→ **RECORDS PROVIDED**
◇ ◇ ◇ ◇ ◇
Issue #326, opened 2023-03-22
Gateway chart improve configuration


IceKhan13:
### What is the expected enhancement?

Currently we have configuration for gateway through env variables.

Some of them can be derived from chart values, like ray host

https://github.com/Qiskit-Extensions/quantum-serverless/blob/a98068912427586fa4162dec6734fe9ce072c507/infrastructure/helm/quantumserverless/charts/gateway/templates/deployment.yaml#L57

We can use something like
```yaml
{{ .Release.Name }}-ray-head
```

Same thing is for keycloak

https://github.com/Qiskit-Extensions/quantum-serverless/blob/a98068912427586fa4162dec6734fe9ce072c507/infrastructure/helm/quantumserverless/charts/gateway/templates/deployment.yaml#L61

and site url (this is required for django + one internal function)

https://github.com/Qiskit-Extensions/quantum-serverless/blob/a98068912427586fa4162dec6734fe9ce072c507/infrastructure/helm/quantumserverless/charts/gateway/templates/deployment.yaml#L55

akihikokuroda:
The `rayHost` is no longer used.  It should be removed.

akihikokuroda:
The key cloak url setting depends on the setting in the keycloak section of the values.yaml file.
```
keycloak:
  fullnameOverride: "keycloak"
  service:
    ports:
      http: 31059
```

The siteHost must match the service name of the gateway.  It can be fixed to `gateway` by setting
```
gateway:
  fullnameOverride: "gateway"
```
in the value file.

IceKhan13:
closed in https://github.com/Qiskit-Extensions/quantum-serverless/pull/940

PR #940, opened 2023-09-06
simplify gateway config

akihikokuroda:
### Summary
fix: #326

### Details and comments
There are not a lot of things to simplify the gateway config so I moved most of configs that default values work for into the gateway/values.yaml to make the quantum-serverless/values.yaml and values-ibm.yaml simple.  I also add some comments in gateway/values.yam file.


Tansito:
is it possible to wait for #928 before close this? I will try to have it for today 🙏

Tansito:
@akihikokuroda #928 probably introduced some problems in the branch, ping me if you need to solve any problem! 🙏

charts/quantum-serverless/charts/gateway/templates/deployment.yaml
```diff
@@ -167,8 +165,8 @@ spec:
             - name: DATABASE_PASSWORD
               valueFrom:
                 secretKeyRef:
-                  name: {{ .Values.secrets.servicePsql.name }}
-                  key: {{ .Values.secrets.servicePsql.key.databasePassword }}
+                  name: postgresql
+                  key: password
```
Tansito, line 169: I don't know if this is due to the rebase @akihikokuroda but this change needs to remain as it is.

charts/quantum-serverless/charts/gateway/templates/deployment.yaml
```diff
@@ -280,8 +278,8 @@ spec:
...
```
Tansito, line 282: Same as my previous comment

charts/quantum-serverless/charts/gateway/values.yaml
```diff
@@ -3,44 +3,60 @@
...
+  # gateway site url - http://<fullnameOverride>:<service.port>
+  siteHost: "http://gateway:8000"
+  # authentification setting
   auth:
     token: {}
     keycloak: {}
-  superuser:
-    enable: true
+  # django secret key - any secret string
+  django:
```
Tansito, line 23: This key is not needed now, it goes in the secrets part.

charts/quantum-serverless/values-ibm.yaml
```diff
@@ -34,17 +34,7 @@ ingress:
```
Tansito, line 34: Now that we finished with the integration with the infrastructure team I think we could remove this file.

charts/quantum-serverless/values.yaml
```diff
@@ -53,51 +43,6 @@ gateway:
...
-      nodeImage: "icr.io/quantum-public/quantum-serverless-ray-node:0.6.0-py39"
-      opensslImage: registry.access.redhat.com/ubi8/openssl:8.8-7
-      kubectlImage: alpine/k8s:1.28.1@sha256:c37a54b738e4d26f88d4a4d28680bb74dfea1d0e756f039dad900306abc837a8
-    limits:
-      maxJobsPerUser: 2
-      maxComputeResources: 4
-  cos:
-    claimName: gateway-claim
-
-  secrets:
```
Tansito, line 69: I think you will need to promote this change to `gateway/values.yaml`.

Tansito (changes requested):

charts/quantum-serverless/values.yaml
akihikokuroda: Yes, they are already there except `service`.  The `service` here is in the wrong place.

charts/quantum-serverless/charts/gateway/templates/deployment.yaml
akihikokuroda: For the local install, the secret for the password is created by the database install.  So we need a little tweak.  I added another value `databaseSecretName` to separate the name of the secret and the secret name for the password.

charts/quantum-serverless/charts/gateway/values.yaml
akihikokuroda: I see. I take it out.

charts/quantum-serverless/values-ibm.yaml
akihikokuroda: OK.  I remove it.  Thanks!

Tansito:
@akihikokuroda what should we do with this pull request? Should we close it or do you want to solve the conflicts and that I take a look?

PR #944, opened 2023-09-07
Transform result to dict before returning from Job.result

### LINKED ISSUE #942: job.result() returns a string representation of dict rather than the dict itself

job.result() should translate the string into a dictionary for the user. We could probably catch serialization errors in the client and provide helpful error messages if the ones coming from `json` (or whatever) aren't informative enough.

caleb-johnson:
Fixes #942

### DIFF
--- a/client/quantum_serverless/core/job.py
+++ b/client/quantum_serverless/core/job.py
@@ -381,9 +381,9 @@ class Job:
         if isinstance(results, str):
             try:
                 results = json.loads(results, cls=QiskitObjectsDecoder)
-            except json.JSONDecodeError:
-                pass
-
+            except json.JSONDecodeError as exception:
+                logging.warning(f"Error during results decoding. Details: {exception}")
+                
         return results
 
     def _in_terminal_state(self) -> bool:
--- a/client/quantum_serverless/core/job.py
+++ b/client/quantum_serverless/core/job.py
@@ -381,7 +381,7 @@ class Job:
         if isinstance(results, str):
             try:
                 results = json.loads(
-                    self._job_client.result(self.job_id), cls=QiskitObjectsDecoder
+                    results, cls=QiskitObjectsDecoder
                 )
             except json.JSONDecodeError:
                 pass
--- a/client/quantum_serverless/core/job.py
+++ b/client/quantum_serverless/core/job.py
@@ -382,7 +382,7 @@ class Job:
             try:
                 results = json.loads(results, cls=QiskitObjectsDecoder)
             except json.JSONDecodeError as exception:
-                logging.warning(f"Error during results decoding. Details: {exception}")
+                logging.warning("Error during results decoding. Details: %s", exception)
 
         return results
 
--- a/client/quantum_serverless/core/job.py
+++ b/client/quantum_serverless/core/job.py
@@ -377,7 +377,9 @@ class Job:
                     logging.info(".")
         results = self._job_client.result(self.job_id)
         if isinstance(results, str):
-            results = json.loads(self._job_client.result(self.job_id))
+            results = json.loads(
+                self._job_client.result(self.job_id), cls=QiskitObjectsDecoder
+            )
 
         return results
 
--- a/client/quantum_serverless/core/job.py
+++ b/client/quantum_serverless/core/job.py
@@ -383,7 +383,7 @@ class Job:
                 results = json.loads(results, cls=QiskitObjectsDecoder)
             except json.JSONDecodeError as exception:
                 logging.warning(f"Error during results decoding. Details: {exception}")
-                
+
         return results
 
     def _in_terminal_state(self) -> bool:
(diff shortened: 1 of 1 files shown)


client/quantum_serverless/core/job.py
```diff
@@ -375,7 +375,11 @@ def result(self, wait=True, cadence=5, verbose=False):
                 time.sleep(cadence)
                 if verbose:
                     logging.info(".")
-        return self._job_client.result(self.job_id)
+        results = self._job_client.result(self.job_id)
+        if isinstance(results, str):
```
psschwei, line 379: I could be overthinking things here, but would it be better to handle this within the job client (i.e. [here](https://github.com/Qiskit-Extensions/quantum-serverless/blob/c2a5e9d6d5adde09eb20590e9163298ada593154/client/quantum_serverless/core/job.py#L286))?

caleb-johnson: It looks like the return is already loaded into a dictionary in that line, but when I use `save_result` inside my remote program, `job.result()` returns me a string representation of a dictionary

caleb-johnson: OK I see what's happening. I think I am intended to use the client to retrieve results, but I was using the `job` object itself. I guess it's appropriate to do the decoding on both levels?

caleb-johnson: @IceKhan13 why would the return object in the deleted line ever be a string? `job_client.result()` returns a decoded object [here](https://github.com/Qiskit-Extensions/quantum-serverless/blob/c2a5e9d6d5adde09eb20590e9163298ada593154/client/quantum_serverless/core/job.py#L286)

IceKhan13: Hmm, good question. It should be decoded object (dict). I do not know why it's returning string. Worth digging into it

client/quantum_serverless/core/job.py
```diff
@@ -375,7 +375,18 @@ def result(self, wait=True, cadence=5, verbose=False):
...
                 if verbose:
                     logging.info(".")
-        return self._job_client.result(self.job_id)
+
+        # Retrieve the results. If they're string format, try to decode to a dictionary.
+        results = self._job_client.result(self.job_id)
+        if isinstance(results, str):
+            try:
+                results = json.loads(
+                    self._job_client.result(self.job_id), cls=QiskitObjectsDecoder
```
IceKhan13, line 384:
```suggestion
                    results, cls=QiskitObjectsDecoder
```

IceKhan13:
@caleb-johnson can you update code to pass lints and we can merge this :)

caleb-johnson:
> @caleb-johnson can you update code to pass lints and we can merge this :)

I can do that, but I am not really satisfied that this is the right fix. I do not understand why we need to decode the string here, when it is [already being done in the GatewayJobClient](https://github.com/Qiskit-Extensions/quantum-serverless/blob/97caeb6a09b116a2b5e58bb376f2eb93d084f567/client/quantum_serverless/core/job.py#L276).

Do you understand what is causing these JSON strings to make it through the `result` call?

psschwei:
Something looks a bit off with the commits...

caleb-johnson:
> Something looks a bit off with the commits...

*sigh* 

> Something looks a bit off with the commits...

Thanks, I cleaned it up. I made a mess by merging main into this branch :P

Going to take a closer look at this now that Aki solved the other problem with results

IceKhan13:
@caleb-johnson thing is we have DB schema in following format

```
Model: Job
Fields:
- id: str
- status: str
- logs: str
- results: str
```

so when it is returned from DB json looks like this
```json
{
  "id": "42",
  "status": "SUCCEEDED",
  "results": "{'bla-bla': 'bla-bla'}"
}
```

therefore we need to do another decoding on `results` field.

It can be fixed by changing https://github.com/Qiskit-Extensions/quantum-serverless/blob/main/gateway/api/models.py#L94 to JsonField, probably. Or even better, by creating custom serializer which will decode results field before returning back to user https://github.com/Qiskit-Extensions/quantum-serverless/blob/main/gateway/api/serializers.py#L23

client/quantum_serverless/core/job.py
```diff
@@ -375,7 +375,16 @@ def result(self, wait=True, cadence=5, verbose=False):
...
                     logging.info(".")
-        return self._job_client.result(self.job_id)
+
+        # Retrieve the results. If they're string format, try to decode to a dictionary.
+        results = self._job_client.result(self.job_id)
+        if isinstance(results, str):
+            try:
+                results = json.loads(results, cls=QiskitObjectsDecoder)
+            except json.JSONDecodeError:
+                pass
```
IceKhan13, line 385: can we log something here?

```
logger.warning("Error during results decoding. Details: %s", exception)
```

IceKhan13: and we are good to go :)

caleb-johnson:
@IceKhan13 , as discussed, we can just merge this patch and follow up with a better fix in a following PR.

Added a warning when the string isn't interpretable by json, as requested.

Ready for final review/approval

IceKhan13 (approved):

Issue #934, opened 2023-09-01
Files: add endpoints to upload and delete files


IceKhan13:
### What is the expected behavior?

Add ability to upload and delete files using client

IceKhan13:
Closed in #957 and #945

PR #945, opened 2023-09-08
add delete endpoint

akihikokuroda:
### Summary
Delete file part of #934


client/quantum_serverless/core/files.py
```diff
@@ -90,3 +90,17 @@ def list(self) -> List[str]:
...
             )
         return response_data.get("results", [])
+
+    def delete(self, file: str) -> Optional[str]:
+        """Deletes file uploaded or produced by the programs,"""
+        tracer = trace.get_tracer("client.tracer")
+        with tracer.start_as_current_span("files.delete"):
+            response_data = safe_json_request(
+                request=lambda: requests.get(
+                    f"{self.host}/api/{self.version}/files/delete/",
```
Tansito, line 100: I would like to propose here the next URI:

```
f"{self.host}/api/{self.version}/files/",
```

Similar to what we are doing with the `list` method. The difference would be the HTTP method and we would be doing an approximation to the API Rest URI nomenclature standard. We are not following it strictly because our API doesn't adjust to it but it's a good practice in general I would say.

gateway/api/views.py
```diff
@@ -1,4 +1,4 @@
-"""
+"""OA
```
Tansito, line 1: What it means `OA` here @akihikokuroda , just for curiosity.

Tansito (changes requested):

gateway/api/views.py
akihikokuroda: Thanks! It's nothing.  I put it by mistake. I take it out.

client/quantum_serverless/core/files.py
akihikokuroda: I tried it but it doesn't work because of the restriction of `viewsets.ModelViewSet` of `django`.

Tansito: Understood, no problem thanks @akihikokuroda 😄

Tansito (approved):
Good job here @akihikokuroda , from my part everything looks good 😄

IceKhan13 (approved):
Let's go! :)

PR #955, opened 2023-09-13
Renovate configuration for bitnami packages

### LINKED ISSUE #950: Update bitnami packages at the same time

From https://github.com/bitnami/charts/issues/18933 bitnami's team suggested us that all bitnami packages should be updated at the same time to avoid problems with the `bitnami/common` library that all charts make use of it.

Tansito:
### Summary

Fix #950 , configuration to try to update bitnami helm releases at the same time to avoid problems with `bitnami/common` lib. More info in #949 .

### DIFF
--- a/renovate.json
+++ b/renovate.json
@@ -19,6 +19,13 @@
         "^qiskit"
       ],
       "groupName": "qiskit packages"
+    },
+    {
+      "matchPackagePatterns": [
+        "nginx-ingress-controller",
+        "keycloak"
+      ],
+      "groupName": "bitnami packages"
     }
   ]
 }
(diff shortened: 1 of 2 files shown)


renovate.json
```diff
@@ -4,7 +4,7 @@
     "config:base",
     ":separateMultipleMajorReleases"
   ],
-  "prConcurrentLimit": 5,
+  "prConcurrentLimit": 4,
```
Tansito, line 7: Reduced the number or concurrent pull request opened by renovate now that we could clean-up some `on-hold`.

psschwei (approved):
◇ ◇ ◇ ◇ ◇
Please return each line of the listing above that contains "fixed".

The siteHost must match the service name of the gateway.  It can be fixed to `gateway` by setting
It can be fixed by changing https://github.com/Qiskit-Extensions/quantum-serverless/blob/main/gateway/api/models.py#L94 to JsonField, probably. Or even better, by creating custom serializer which will decode results field before returning back to user https://github.com/Qiskit-Extensions/quantum-serverless/blob/main/gateway/api/serializers.py#L23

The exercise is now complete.